The movie shows its age, in a charming way. Science fiction was still at a phase where authors imagined stuff that we in the present would laugh at, like the idea of a space train. (I believe it was Night on the Galactic Railroad that inspired such a concept.) Nevertheless, the steam train visage of the Galaxy Express 999 lends a lovely feeling of nostalgia (or so the film explicitly says) and romanticism that I imagine is a staple of Leiji space operas. There is nothing like tearfully chasing a steam train as it departs from the station, I suppose.
(There is also a carefree attitude on scientific accuracy in the film. While inside the 999, Tetsuro opens the window(!). Captain Harlock mans his ship’s wheel while standing on deck. In outer space. I suspect that he is too cool to breathe air.)
The characters were distinct and portrayed well. I took a liking to Claire, the girl with a body made out of glass. Harlock and Esmeralda were very cool, without stealing the spotlight from Tetsuro and Maetel. I just noticed that Leiji’s women all have long, flowing hair and lithe figures, which isn’t a bad thing, I guess!
999 has its young main character, Tetsuro, on a quest for revenge against Count Mecha, who killed his mother. To do this, he wants to get a mechanized body in another planet. But as the film progresses, Tetsuro learns more about the plight of mechanized humans, who show him that having an immortal body does not solve all of one’s problems. By the last act of the movie, Tetsuro has grown enough to realize that his initial goal isn’t what he truly wants.

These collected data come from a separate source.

PR #88, opened 2026-08-24
feat(mcp): add MCP-025, MCP-026 tool description quality rules

bradAGI:
Ports the CSDK-017/018 description-quality pair (merged in #40) to MCP. MCP-001 only checks that a docstring *exists*, so a tool whose docstring reads `"""TODO: describe this tool."""` or `"""Gets data."""` passes today while giving connecting clients no selection signal.

**A placeholder costs more across a protocol boundary than inside an in-process SDK**, for three reasons the rule text makes explicit:

- **The consumer has no fallback context.** It can't read the source, the neighboring tools, or the project's docs the way a developer working in the repo can. The `tools/list` string is genuinely all it gets.
- **The server's authors never see the consequence.** Mis-selection surfaces in someone else's client session as a wrong answer — not as an error on this side of the connection. Nothing brings it back to the maintainer.
- **The competition isn't just this server's tools.** A client typically connects several servers at once and the model chooses across all of them from these strings alone, so a thin description loses to a well-described tool from an unrelated server that only approximately fits the request.

That third point drives MCP-026's fix: name the domain the tool acts on rather than assuming the server name conveys it, because the model sees the tool alongside every other connected server's.

```
$ trustabl rules validate .
```

Fire (one tool with `"""TODO: describe this tool."""`, one with `"""Gets data."""`): `MCP-025, MCP-026`
Silent (full description naming when to prefer the neighboring tool): no findings

MCP-026 pairs `description_length_lt: 40` with `has_docstring: true` so it doesn't double-report against MCP-001 on an empty docstring, same as CSDK-018.

### DIFF
--- a/mcp/tool_definition.yaml
+++ b/mcp/tool_definition.yaml
@@ -309,3 +309,68 @@ rules:
     fix: >
       Rename the method (or set the `#[tool]` `name = "..."` argument) to a
       verb-object form, e.g. `summarize_invoice`, `fetch_weather`.
+
+  - id: MCP-025
+    title: MCP tool description is a placeholder
+    severity: low
+    confidence: 0.85
+    language: python
+    applies_to:
+      - mcp_tool
+    scope: tool
+    match:
+      has_description_text:
+        - todo
+        - tbd
+        - fixme
+        - placeholder
+        - no description
+        - does stuff
+    explanation: >
+      The docstring passes the MCP-001 has-a-description check but carries a
+      placeholder marker instead of real content. The server advertises this
+      string across the protocol boundary in its tools/list response, so it is
+      the entire account of the tool that every connecting client and model
+      receives — and a stub like "TODO: describe this tool" is functionally
+      indistinguishable from no description at all. A placeholder is worse here
+      than in an in-process SDK for two reasons. The consumer has no other
+      context to fall back on: it cannot read the source, the neighboring tools,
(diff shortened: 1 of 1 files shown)


jhumel-code:
Thanks @bradAGI. The port is faithful to CSDK-017/018 (same severity, same confidence, same predicates) and, more importantly, the explanation and fix text is genuinely rewritten for the protocol boundary instead of copied across with the wrong framing. That is exactly what I want in an SDK-specific pack. `MCP-025` and `MCP-026` are free IDs (`MCP-023` and `MCP-024` are claimed by other open PRs, nothing here collides), `mcp_tool` is correct for tool scope, and you are right that no `schema_version` bump is needed, since `has_description_text`, `has_docstring` and `description_length_lt` all exist on main at schema 14.

I read the fixture half in trustabl/trustabl#165 and it is byte identical to this file, so `rules-sync` will be satisfied as long as the two land together. Neither half should merge alone.

One note rather than a change request: `has_description_text` matches case-insensitively on any substring, so a task-management server whose tool reads "Add a todo item to the list." will fire `MCP-025`. I would rather keep the needle list identical to CSDK-017 than have the two diverge, so let us record that false positive in the rulebook rationale doc, which these two rules still need before they ship. Happy to pair on that part.

If you want a follow-up afterwards, the TypeScript side (the MCP-011 neighbourhood) has no placeholder or length rule yet.

PR #89, opened 2026-08-24
feat(google_adk): add ADK-115, ADK-116 tool description quality rules

bradAGI:
Ports the CSDK-017/018 description-quality pair (merged in #40) to the Google ADK. ADK-001 only checks that a docstring *exists*, so a tool whose docstring reads `"""TODO: describe this tool."""` or `"""Gets data."""` passes today while giving the model no selection signal.

Two ADK-specific points:

- **The docstring does double duty.** The ADK parses it for the per-parameter descriptions that accompany the generated schema, so a placeholder or one-clause docstring strips argument-level guidance at the same time as tool-level guidance. Both fixes ask for documented parameters, not just a longer summary.
- **In an agent tree, mis-selection doesn't stay local.** A tool picked wrongly inside one branch produces output the following agents treat as established fact — the error gets laundered into shared session state rather than surfacing where it began.

ADK-116 also names the mitigation people would reach for and why it isn't one: **ADK-102 and ADK-107's `before_tool_callback` can block a call it recognizes as wrong, but it can't supply the judgment the description was meant to provide.** A callback doesn't compensate for a thin description.

Numbered ADK-115/116 to leave room for ADK-111 in the open PR #51 and the IDs used by my other open PRs (#79, #86).

```
$ trustabl rules validate .
```

Fire (one `FunctionTool`-wrapped function with `"""TODO: describe this tool."""`, one with `"""Gets data."""`): `ADK-115, ADK-116, ADK-201`
Silent (full docstring with an `Args:` section): `ADK-201`

ADK-116 pairs `description_length_lt: 40` with `has_docstring: true` so it doesn't double-report against ADK-001 on an empty docstring, same as CSDK-018.

### DIFF
--- a/google_adk/tool_definition.yaml
+++ b/google_adk/tool_definition.yaml
@@ -127,3 +127,67 @@ rules:
       Pass a one-sentence `description` in the `new FunctionTool({...})` options
       that names what the tool does, the inputs it expects, and what it returns.
       Write it for the model, not for a human reader.
+
+  - id: ADK-115
+    title: FunctionTool description is a placeholder
+    severity: low
+    confidence: 0.85
+    language: python
+    applies_to:
+      - adk_function_tool
+    scope: tool
+    match:
+      has_description_text:
+        - todo
+        - tbd
+        - fixme
+        - placeholder
+        - no description
+        - does stuff
+    explanation: >
+      The docstring passes the ADK-001 has-a-docstring check but carries a
+      placeholder marker instead of real content. The ADK builds the tool
+      declaration it sends to the model from this docstring, so a stub like
+      "TODO: describe this tool" is functionally indistinguishable from no
+      docstring at all and the model still has to guess from the function name.
+      The ADK also parses the docstring for the per-parameter descriptions that
+      accompany the generated schema, so a placeholder body strips the
+      argument-level guidance at the same time as the tool-level guidance. In an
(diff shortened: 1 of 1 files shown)


jhumel-code:
Thanks @bradAGI, this is a clean port. Both predicates already exist on `main`, so you are right that no `schema_version` bump belongs here, and `adk_function_tool` is a valid `applies_to` at `tool` scope. Severity and confidence match CSDK-017/018 and ADK-001 in the same pack, and neither ID is claimed by another open PR.

What I appreciated is that you did not just copy the Claude framing across. The docstring doing double duty for the per-parameter descriptions, and the point that `before_tool_callback` can block a wrong call but cannot supply the judgment a thin description was meant to carry, are both ADK-specific and both correct.

Two non-blocking observations. A placeholder docstring under 40 characters will report under `ADK-115` and `ADK-116` both, which is exactly what CSDK-017/018 do today, so I am fine keeping parity. And the `todo` needle will match a genuine docstring for a todo-list tool, also inherited, and low severity at 0.85 absorbs it.

Before this ships it needs a rationale doc in `trustabl-rulebook` under `google_adk`. That part is ours, not a demand on you, and I am happy to pair on it. I will land this together with the engine half, trustabl/trustabl#166, so `rules-sync` stays green.

PR #91, opened 2026-08-24
feat(mcp): add MCP-027, MCP-028 TypeScript description quality rules

bradAGI:
The TypeScript counterpart to MCP-025/026 (#88). MCP-011 only checks that a description *exists*, so a registration described `"TODO: describe this tool."` or `"Gets data."` passes today while publishing no selection signal to connecting clients.

Carries the same protocol-boundary argument as the Python pair, which is what makes this more than a lint:

- **The consumer has no fallback context** — it can't read this repo's source, the neighboring tools, or the project's docs.
- **The server's authors never observe the mis-selection** — it surfaces in someone else's client session as a wrong answer, not as an error on this side.
- **The competition isn't just this server's tools** — a client typically connects several at once and the model picks across all of them from these strings alone.

Plus the TypeScript-specific point in MCP-028: **the Zod input schema doesn't close the gap.** It constrains the arguments once the model has chosen this tool, not whether choosing it was right.

```
$ trustabl rules validate .
```

Fire (one `server.tool` described `"TODO: describe this tool."`, one `"Gets data."`): `MCP-027, MCP-028`
Silent (full description naming when to prefer the neighboring tool): no findings

MCP-028 pairs `description_length_lt: 40` with `has_docstring: true` so it doesn't double-report against MCP-011 on an empty description, same as CSDK-018.

**Merge note:** this and #88 both append to `mcp/tool_definition.yaml`, so whichever lands second will need a trivial rebase — the two rule blocks are independent and the resolution is "keep both." Ping me and I'll rebase, or take them in either order and I'll follow up. This is the only pair among my open PRs that touches the same file; the rest are all distinct files.

### DIFF
--- a/mcp/tool_definition.yaml
+++ b/mcp/tool_definition.yaml
@@ -309,3 +309,67 @@ rules:
     fix: >
       Rename the method (or set the `#[tool]` `name = "..."` argument) to a
       verb-object form, e.g. `summarize_invoice`, `fetch_weather`.
+
+  - id: MCP-027
+    title: TypeScript MCP tool description is a placeholder
+    severity: low
+    confidence: 0.85
+    language: typescript
+    applies_to:
+      - mcp_tool
+    scope: tool
+    match:
+      has_description_text:
+        - todo
+        - tbd
+        - fixme
+        - placeholder
+        - no description
+        - does stuff
+    explanation: >
+      The tool registration sets a description, so it passes MCP-011, but the
+      string is a placeholder rather than real content. The server publishes it
+      across the protocol boundary in its tools/list response, so it is the
+      entire account of the tool that every connecting client and model
+      receives, and "TODO: describe this tool" tells them nothing the tool name
+      did not. The consumer has no fallback: it cannot read this repo's source,
+      the neighboring tools, or the project's docs. The server's authors do not
+      see the result either, because mis-selection surfaces in someone else's
+      client session as a wrong answer rather than as an error on this side of
+      the connection.
+    fix: >
+      Replace the placeholder with a real description covering what the tool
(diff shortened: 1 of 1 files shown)


jhumel-code:
Thanks @bradAGI, this is a clean pack change. Both `has_description_text` and `description_length_lt` already exist on `main`, so no `schema_version` bump is right, and pairing `description_length_lt: 40` with `has_docstring: true` is exactly the guard the schema comment asks for, keeping an empty description as MCP-011's finding. Severity, confidence and the needle list line up with the CSDK-017/018 precedent, and the explanation and fix are genuinely rewritten for the MCP protocol boundary rather than carried over from the Claude framing. The engine half in trustabl/trustabl#168 mirrors this byte for byte, which I checked.

The one blocker is not yours. MCP-027 and MCP-028 are also claimed by trustabl/trustabl-rules#100 (with trustabl/trustabl#135) for unrelated rules covering idempotency keys and ambiguous names. Whichever pair lands first keeps the numbers and the other renumbers and rebases, so I will sequence those rather than ask you to change anything yet.

One thing to carry forward: `todo` and `placeholder` as bare substrings will fire on a legitimate description such as "Create a new todo item", so that belongs in the known gaps section of the rulebook rationale doc this pack still needs before the rules ship. We can write that or pair with you on it, it is not a request on this PR.

sairenchristianbuerano:
**Selected for merge.** This pair keeps `MCP-027` and `MCP-028`.

Closing trustabl/agent-reliability-rules#100 + trustabl/agent-reliability-analyzer#135, which claimed both ids for different rules (TypeScript idempotency and ambiguous tool name).

PR #93, opened 2026-08-24
feat(langchain): add LC-021, LC-022 TypeScript description quality rules

bradAGI:
The TypeScript counterpart to LC-018/019 (#66). LC-010 only checks that a description *exists*, so a tool described `"TODO: describe this tool."` or `"Gets data."` passes today while giving the model no selection signal.

Three points, in the order they bite:

- **No docstring fallback.** LangChain.js has nothing behind the `description` field, so it's the entire account of the tool the model sees — unlike the Python side, where a thin description at least sits next to readable source.
- **The Zod schema doesn't compensate.** It constrains the shape of the arguments once the model has chosen this tool, never whether choosing it was right.
- **Mis-selection scales badly and costs the run.** A LangChain agent is routinely handed a dozen or more tools at once, and each wrong pick spends an iteration against the `maxIterations` bound LC-111 checks for — so a run can exhaust its step budget and return nothing useful.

When I think about it, the movie has the message that immortality twists a man and turns him towards evil. Count Mecha and Maetel’s mother, in their ageless, indestructible bodies, place little value on life and, in Count Mecha’s case, hunt humans for sport. The fragility of life is what nurtures kindness–to be driven to protect something easily lost is a core facet of humanity, and mechanization makes one blind to it.
The movie ends on a bittersweet note. Tetsuro doesn’t get his way, but no longer is he the bratty street urchin from the start of the film. The trip on the 999 had changed him, made him mature and wiser in the ways of the galaxy. It’s a simple adventure plot, but done elegantly.
I’ve been looking for a good entry into the Leijiverse, and the Galaxy Express 999 movie is as good as any. Not only does it showcase what Leiji is good at, it also has a lot of his well-known characters!